PR #35, opened 2018-09-10
Remove sha256crypt ($5$) and sha512crypt ($6$) from strong set.

zackw:
These are the strongest hashes supported by glibc’s libcrypt, but
they have no particular protection against hardware parallel
attacks (e.g. using GPUs to iterate SHA-2) and should probably
only be used for new hashes in mixed environments where yescrypt
and/or bcrypt aren’t universally supported.

It’s difficult to find information about how difficult these hashes
specifically are to brute-force; the big online services whose user
databases got dumped seem to have skipped straight from SHA-1 or worse
straight to bcrypt.  I think what I said in NEWS is accurate as far as
it goes, but it might be nice to add more concrete numbers and advice
to crypt.5.

### DIFF
--- a/NEWS
+++ b/NEWS
@@ -11,6 +11,10 @@ Version 4.2.0
 * --enable-hashes now supports additional groups of hashing methods:
   'altlinux', 'owl', and 'suse', which select the methods historically
   supported on those operating systems.
+* --enable-hashes=strong now excludes the SHA-2-based hashes
+  ($5$ and $6$).  These are still cryptographically sound, but not
+  hardened against massively parallel brute-force attacks (e.g. using
+  GPUs to compute SHA-2) as the newer bcrypt, scrypt, and yescrypt are.
 
 Version 4.1.2
 * Add optional 'check-valgrind' target to the Makefile.
--- a/README.md
+++ b/README.md
@@ -132,7 +132,7 @@ supported hashes.  Disabling the traditional ‘des’ hash algorithm
 implies `--disable-obsolete-api`.  Security-conscious environments
 without backward compatibility constraints are encouraged to use
 `--enable-hashes=strong`, which enables only the hash functions that
-are strong enough to be safe for newly hashed passwords.
+are definitely strong enough to be safe for newly hashed passwords.
 
 The original implementation of the SUNMD5 hashing algorithm has a bug,
 which is mimicked by libxcrypt to be fully compatible with hashes
--- a/crypt.5
+++ b/crypt.5
@@ -166,6 +166,7 @@ originally for the Tarsnap online backup service.
 The algorithm was specifically designed to make it costly to perform
 large-scale custom hardware attacks by requiring large amounts of memory.
 In 2016, the scrypt algorithm was published by IETF as RFC 7914.
+Not as strong as yescrypt, but still acceptable for new hashes.
 .hash "$7$" "\e$7\e$[./A-Za-z0-9]{11,97}\e$[./A-Za-z0-9]{43}" unlimited 8 256 256 "up to 512" "6 to 11 (logarithmic)"
 .PP
 .ti -4
@@ -176,6 +177,7 @@ modified to have an extra-expensive key schedule.
 Originally developed by Niels Provos and David Mazieres for OpenBSD
 and also supported on recent versions of FreeBSD and NetBSD,
 on Solaris 10 and newer, and on several GNU/*/Linux distributions.
+Not as strong as yescrypt, but still acceptable for new hashes.
 .hash "$2b$" "\e$2[abxy]\e$[0-9]{2}\e$[./A-Za-z0-9]{53}" 72 8 184 184 128 "4 to 31 (logarithmic)"
 .PP
 The alternative prefix "$2y$" is equivalent to "$2b$".
@@ -190,7 +192,7 @@ which incorrectly processed characters with the 8th bit set.
 A hash based on SHA-2 with 512-bit output,
 originally developed by Ulrich Drepper for GNU libc.
 Supported on Linux but not common elsewhere.
-Acceptable for new hashes.
+Not recommended for new hashes, but not catastrophically weak.
 The default CPU time cost parameter is 5000,
 which is too low for modern hardware.
 .br
@@ -202,7 +204,7 @@ which is too low for modern hardware.
 A hash based on SHA-2 with 256-bit output,
 originally developed by Ulrich Drepper for GNU libc.
 Supported on Linux but not common elsewhere.
-Acceptable for new hashes.
+Not recommended for new hashes, but not catastrophically weak.
 The default CPU time cost parameter is 5000,
 which is too low for modern hardware.
 .br
--- a/hashes.lst
+++ b/hashes.lst
@@ -34,8 +34,8 @@ bcrypt   _a         $2a$      16       STRONG,ALTLINUX,FREEBSD,NETBSD,OPENBSD,OW
 bcrypt   _b         $2b$      16       STRONG,ALTLINUX,FREEBSD,NETBSD,OPENBSD,OWL,SOLARIS,SUSE
 bcrypt   _x         $2x$      16       STRONG,ALTLINUX,FREEBSD,NETBSD,OPENBSD,OWL,SOLARIS,SUSE
 bcrypt   _y         $2y$      16       STRONG,ALTLINUX,FREEBSD,NETBSD,OPENBSD,OWL,SOLARIS,SUSE
-sha512   :          $6$       15       STRONG,GLIBC,FREEBSD,SOLARIS
-sha256   :          $5$       15       STRONG,GLIBC,FREEBSD,SOLARIS
+sha512   :          $6$       15       GLIBC,FREEBSD,SOLARIS
+sha256   :          $5$       15       GLIBC,FREEBSD,SOLARIS
 md5      :          $1$       9        GLIBC,FREEBSD,NETBSD,OPENBSD,SOLARIS
 sunmd5   :          $md5      8        SOLARIS
 sha1     :          $sha1     20       NETBSD


rfc1036:
https://gist.github.com/epixoip/a83d38f412b4737e99bbef804a270c40 is a good benchmark, even if a bit old, and it shows that in practice sha512crypt can be cracked 10x faster than bcrypt.
So in the general case sha-512 should be as good as bcrypt as long as 10x more rounds are used: the glibc default is 5000.

solardiz:
All of these hashes are tunable, so ideally any benchmarks we would consider here should be for defensive performance vs. cracking performance, or for cracking performance at similar and currently relevant defensive throughput (unless we assume that anyone using SHA-crypt would use the default of rounds=5000 or else migrate to another hash type? maybe). The benchmarks cited above are cracking-only at tunable settings that are historically used for benchmarking, but that have somewhat different defensive throughput (SHA-crypt's default of rounds=5000, and bcrypt at cost 5 unless stated otherwise), so direct/exact comparisons of these performance numbers between different hash types are at best not ideal.

Besides the performance aspects, a drawback of SHA-crypt (and especially sha256crypt) is its running time being highly dependent on password length. For unusually high lengths, it's O(length^2). For low lengths, in sha256crypt there are very noticeable (tens of percent) differences in running time for realistic and attack-relevant password length ranges - e.g., for 7 vs. 8 or 11 vs. 12 characters, with the exact thresholds varying by salt length. (For sha512crypt, similar slowdowns occur at much higher lengths - tens of characters - so not practically relevant as an infoleak.) This also limits the cost setting a sysadmin or distro vendor could realistically use - would have to consider the worst case (longest) allowed passwords, and as a result have unnecessarily high throughput (including for cracking) for more realistic lengths.

There's also a relatively tiny timing leak (in both sha256crypt and sha512crypt) of 8 bits of an intermediate hash value (independent of password length), so precise timing measurements would allow an attacker to rule out 255 out of 256 possible passwords (or better if also considering lengths), but I think this attack will remain impractical and thus only theoretical (although it can be demo'ed).

bcrypt, scrypt, and yescrypt are not ideal in that they're cache-timing unsafe. That's a tough security trade-off (avoiding this property makes the password hash weaker in other ways). But they avoid "worse than cache" timing leaks, whereas SHA-crypt literally has conditional branching based on sensitive data (not limited to password length - also on that 8-bit intermediate hash).

solardiz:
The proposed change to NEWS (indirectly) calls bcrypt "newer", whereas it actually pre-dates SHA-crypt by a decade. For the same reason, bcrypt wasn't deliberately hardened against GPUs - those were quite different and were not used for password cracking at the time bcrypt was introduced. It just happened to be GPU-unfriendly (at first very unfriendly, but newer GPUs gradually become better at it).

I am just sharing what I know and notice. I do not yet vote for/against a change like what's proposed here.

solardiz:
For our current results at SHA-crypt on FPGA, see:

https://www.openwall.com/lists/john-users/2018/07/23/1 (sha512crypt)
https://www.openwall.com/lists/john-users/2018/08/27/11 (sha256crypt)

These are much worse than the corresponding latest GPU speeds per chip, but are on par with latest GPUs per Watt. However, they're on FPGAs from many years ago (45nm, circa 2011).

zackw:
I had been under the impression that sha{256,512}crypt were known to be significantly weaker than bcrypt at any cost parameter level -- it seems I was wrong.  Let's close this PR for now and make a note that we need to collect solid data to base any decision on.

The branch for #26 now contains a sketch implementation of a program called `crypt-tune-costs` that's meant to select appropriate cost parameters for the machine it's run on, but all it does is measure what cost parameter makes each hash take some amount of wall-clock time (defaulting to 250ms).  I'm not even sure this is the right thing for the stated purpose of per-installation tuning, but perhaps it can inform this discussion a little?  On my laptop, these are the numbers I get:

```
hash         cost     elapsed
----         ----     -------
yescrypt     10       316.05ms
scrypt       9        355.83ms
bcrypt       13       404.67ms
sha512crypt  293877   250.23ms
sha256crypt  266405   253.79ms
sha1crypt    270947   252.51ms
md5_sun      175569   251.48ms
des_bsd      1966043  251.21ms
```

(if you run the program yourself, pass `--enabled=all`, the output will be in a slightly different format, and don't worry about what "enabled" vs "legacy" means)

solardiz:
> https://gist.github.com/epixoip/a83d38f412b4737e99bbef804a270c40 is a good benchmark, even if a bit old

We don't have to use that one, Jeremi has since posted a newer one for 8x1080Ti and newer hashcat:

https://gist.github.com/epixoip/ace60d09981be09544fdd35005051505

He also posted bcrypt benchmarks on 4 different recent GPUs:

https://gist.github.com/epixoip/9d9b943fd580ff6bfa80e48a0e77520d

solardiz:
Tuning for same defensive running time on one logical CPU on an idle system isn't ideal. A more important figure (limiting the maximum cost setting that can be used on a server) is throughput (hashes computed per second) under full CPU utilization (all logical CPUs) by concurrent hash computations. But the differences between these two metrics are usually within 2x (of course, first taking into consideration that they're inversely proportional), so I'll just use @zackw's results below. Also, I don't know what password length and salt these benchmarks are for - and this matters a lot for sha256crypt - but again usually within a factor of 2. hashcat's are for password length 7, salt length 8.

Finally, I think 250ms on a modern CPU is excessive as a distro's default (more useful is the range up to 100ms), and with our current single-parameter input to yescrypt would consume more memory (great for security) than a distro would dare to use for this task by default (considering it's per each concurrent authentication attempt, so can be multiple GB total). Thankfully, for the 4 hash types I reference below this isn't a problem as it relates to scaling the existing results.

Based on Jeremi's 8x1080Ti benchmarks I referenced above, we can expect these speeds at the cost settings from @zackw's comment above:

| hash | 8x1080Ti cracking h/s per 250ms on @zackw's laptop |
| --- | --- |
| bcrypt | 454 |
| sha512crypt | 31.4k |
| sha256crypt | 89.6k |
| bsdicrypt | 7.1k |

No directly comparable data for other hash types @zackw listed.

Scaling formulas I used:

```
184.8*1000*(2^5*1042+585)/(2^13*1042+585)*250/404.67 = 453.76
1849.1*1000*5000/293877 = 31460
4774.6*1000*5000/266405 = 89612
19333.5*1000*725/1966043 = 7129
```

Per these results, SHA-crypt and even bsdicrypt certainly do appear a lot cheaper than bcrypt to attack on GPUs. However, per the speed for bsdicrypt I guess hashcat's implementation of it is not bitsliced (sorry, too lazy to check the code). Using the number for descrypt (which I know is bitsliced) instead we'd get:

```
11414.2*10^6*25/1966043 = 145142
```

as the potential speed for a properly optimized implementation. This needs to be scaled down somewhat since bsdicrypt will require extra registers for the pointers to extra 12 bits of salt (24-bit vs. 12-bit salt), and register pressure is often the limiting factor for performance of bitslice implementations. So maybe 100k, which is on par with sha256crypt.

So bcrypt does stand out.

On FPGAs, the results are very different (the opposite as it relates to bcrypt vs. sha512crypt), but GPUs are still far more accessible (this might change somewhat as/if we proceed to implement bcrypt on AWS F1).

solardiz:
| hash | one ZTEX 1.15y board (4 FPGAs) cracking h/s per 250ms on @zackw's laptop |
| --- | --- |
| bcrypt | 682 |
| sha512crypt | 936 |
| sha256crypt | 2.5k |
| bsdicrypt | 10k |

Scaling formulas I used:

```
106000*(2^5*1042+585)/(2^13*1042+585)*404.67/250 = 682
55000*5000/293877 = 936
133000*5000/266405 = 2496
800*10^6*25/1966043 = 10173
```

We don't have an implementation of bsdicrypt on FPGA, so I used scaling from descrypt - it's similar enough.

The bcrypt speed will probably be a little better than what I computed here since the overhead is higher at lower cost settings. I'll try to run a direct cost 13 test, or scale from a higher cost.

Nevertheless, it looks like bcrypt wins even at this test.

zackw:
Here's what I get for target times of 100ms, on the same computer:

```
yescrypt     9        157.85ms
scrypt       8        176.88ms
bcrypt       11       100.22ms
sha512       118781   100.40ms
sha256       105841   100.03ms
sha1         107239   100.09ms
md5_sun      67433    100.08ms
des_bsd      789397   100.21ms
```

and 50ms:

```
yescrypt     8         78.11ms
scrypt       7         89.30ms
bcrypt       11       100.11ms
sha512       59723     50.31ms
sha256       53743     50.96ms
sha1         54495     50.91ms
md5_sun      10001     50.17ms
des_bsd      392947    50.11ms
```

For exponential cost parameters, it chooses the smallest number producing a time above the target.

I will think about revising the program to estimate throughput instead, but I'm not sure when I will have time to implement it.

solardiz:
Thanks @zackw. These results scale for the 4 hash types I included in my comparison as expected, so I don't need to redo my calculations.

solardiz:
> I will think about revising the program to estimate throughput instead, but I'm not sure when I will have time to implement it.

While throughput is more relevant for defense vs. attack comparisons, it makes sense to keep tuning for elapsed time as a feature as well. Ideally, it should be possible to tune for either throughput or elapsed time (command-line options?), and have the other metric output as well. Or maybe it'll be more metrics to output: also elapsed time when running 1 thread vs. when running max threads. Could also output min/avg/max like I do in yescrypt's `userom.c` program (which I also hope to find time to rewrite one day):

```
Benchmarking 1 thread ...
100 c/s real, 100 c/s virtual (255 hashes in 2.54 seconds)
Benchmarking 56 threads ...
2314 c/s real, 41 c/s virtual (14280 hashes in 6.17 seconds)
min 13.440 ms, avg 24.049 ms, max 25.467 ms
```

(In this example, "min" is the lowest seen when running 56 threads, and it just happens to be similar to what would be typical for 1 thread. We should probably also have explicit min/avg/max output for 1 thread.)

zackw:
It looks like the permissively-licensed SHA-256 and -512 may be slightly faster (needing more iterations for the same target time) and MD5 might be slightly slower.  But I don't know whether any of the changes are statistically significant -- that would require me to do more complicated testing than I have time for today (or in the near future).

```
hash           cost     elapsed
----           ----     -------
yescrypt         10	301.61ms
scrypt            9	340.82ms
bcrypt           13	385.78ms
sha512crypt  327849	254.29ms
sha256crypt  303227	252.29ms
sha1crypt    263921	251.55ms
md5_sun      166999	252.10ms
des_bsd     1819753	254.74ms
```

solardiz:
Thanks, @zackw. Those changes don't appear to be statistically significant - there's also a similar change for `des_bsd`, which isn't supposed to be affected by the code changes. At least we know the differences are within 10% or so.

Also, this reminds me: we're probably wasting time on context zeroization on every iteration of sha*crypt and SunMD5, because it's done in the primitives' `*_Final()`. We might want to look into that and fix it under a separate issue... or not, if we keep those for backwards compatibility only.

solardiz:
6fc8102f7727f8e4115a87070d2e4a36b55ea1bc should indeed hurt performance at MD5 and MD4 a lot. Any chance we can revert it? @besser82

zackw:
That's doing aliasing-unsafe pointer tricks. I want all such code
exterminated from the repository *even if* that hurts performance.

solardiz:
OK, it's your call. I understand that's an aliasing violation, as I acknowledge in the comment. It's prevented from turning into a problem now by the translation unit boundary, which might not work that way forever. To avoid the violation yet not incur the performance hit, we'd have to modify the context API to accept a `union` and modify the caller accordingly. I guess this is in fact not worth the bother for the legacy uses like SunMD5.

zackw:
Yeah, I'd think harder about preserving this kind of optimization in
the code used by bcrypt or yescrypt, but not anything depending on
MD[45] or even SHA1.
■ ■ ■ ■ ■ ■ ■
Your task
Among the entries above, identify all lines with "compatibility" and copy them.

Output of the exercise
 without backward compatibility constraints are encouraged to use
Also, this reminds me: we're probably wasting time on context zeroization on every iteration of sha*crypt and SunMD5, because it's done in the primitives' `*_Final()`. We might want to look into that and fix it under a separate issue... or not, if we keep those for backwards compatibility only.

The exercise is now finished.